[INFORMATION SHOWN — start]

PR #709, opened 2022-08-04
fix: creating role in domain that already exists

dawidgil:
The tests were not updated and they were passing, but they shouldn't.
Tests are updated + fixed implementation. Now it show error message that domain already exist

### DIFF
--- a/src/app/routes/applications/new-role/services/role-creation.service.ts
+++ b/src/app/routes/applications/new-role/services/role-creation.service.ts
@@ -21,10 +21,12 @@ export class RoleCreationService {
   async canUseDomain(domain: string): Promise<boolean> {
     try {
       const exists = await this.domainsFacade.checkExistenceOfDomain(domain);
-      const isOwner = await this.domainsFacade.isOwner(domain);
       if (exists) {
         return false;
       }
+
+      const isOwner = await this.domainsFacade.isOwner(domain);
+
       if (!exists && !isOwner) {
         return false;
       }
--- a/src/app/routes/applications/new-role/services/role-creation.service.ts
+++ b/src/app/routes/applications/new-role/services/role-creation.service.ts
@@ -21,10 +21,15 @@ export class RoleCreationService {
   async canUseDomain(domain: string): Promise<boolean> {
     try {
       const exists = await this.domainsFacade.checkExistenceOfDomain(domain);
-      if (!exists) {
-        return true;
+      const isOwner = await this.domainsFacade.isOwner(domain);
+      if (exists) {
+        return false;
       }
-      return await this.domainsFacade.isOwner(domain);
+      if (!exists && !isOwner) {
+        return false;
+      }
+
+      return !exists;
     } catch (e) {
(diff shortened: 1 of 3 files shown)


src/app/routes/applications/new-role/services/role-creation.service.ts
```diff
@@ -21,10 +21,15 @@ export class RoleCreationService {
   async canUseDomain(domain: string): Promise<boolean> {
     try {
       const exists = await this.domainsFacade.checkExistenceOfDomain(domain);
-      if (!exists) {
-        return true;
+      const isOwner = await this.domainsFacade.isOwner(domain);
+      if (exists) {
+        return false;
+      }
```
jrhender, line 27: Slightly more efficient to do it this way as we don't need `isOwner` if `exist == true`
```suggestion
      if (exists) {
        return false;
      }
      const isOwner = await this.domainsFacade.isOwner(domain);
```

src/app/routes/applications/new-role/services/role-creation.service.ts
```diff
@@ -21,10 +21,15 @@ export class RoleCreationService {
...
+      if (!exists && !isOwner) {
+        return false;
       }
-      return await this.domainsFacade.isOwner(domain);
+
+      return !exists;
```
jrhender, line 32: I'm confused, it seems to me like the effective implementation stayed the same 🤔 
Isn't the new logic effectively the same as the old logic?

src/app/routes/applications/new-role/services/role-creation.service.ts
dawidgil: You're right, I'll update this one.

src/app/routes/applications/new-role/services/role-creation.service.ts
dawidgil: nope, i updated the tests and they were failing. Previous set of tests and implementation was checking if domain exist, here method was saying canUseDomain.
So used functions are the same, but the logic and returned values are different.

jrhender: I don't understand how that's possible 🤔 .
My assumption is that `!exists` will always be `true` here because of this clause 
```
if (exists) {
  return false;
}
```
So we can substitute `!exists` for `true`. Then we have
```
if (true && !isOwner) {
        return false;
}
return true;
```
Then, by removing the redundant `true` and inverting the `if` statement we get
```
if (isOwner) {
 return true;
}
return false;
``` 
This can be simplified to `return isOwner`. If you remove the assignment to `isOwner`, then we have line currently on `develop`. What am I missing here?

dawidgil: Yeah, you're right. I removed most of the code, and tests are passing.

jrhender (approved):
This change seems good, but I'm not sure how it would fix the "role re-creation" bug. Was the bug due to the ownership check not being done correctly?

dawidgil:
Yes, it was returning true always, that's why async validation didn't worked correctly.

[INFORMATION SHOWN — finish]

--- WORK TO BE COMPLETED ---
Where the word "correctly" appears in a line of the entries, copy that line.

--- OUTPUT OF THE EXERCISE ---
This change seems good, but I'm not sure how it would fix the "role re-creation" bug. Was the bug due to the ownership check not being done correctly?
Yes, it was returning true always, that's why async validation didn't worked correctly.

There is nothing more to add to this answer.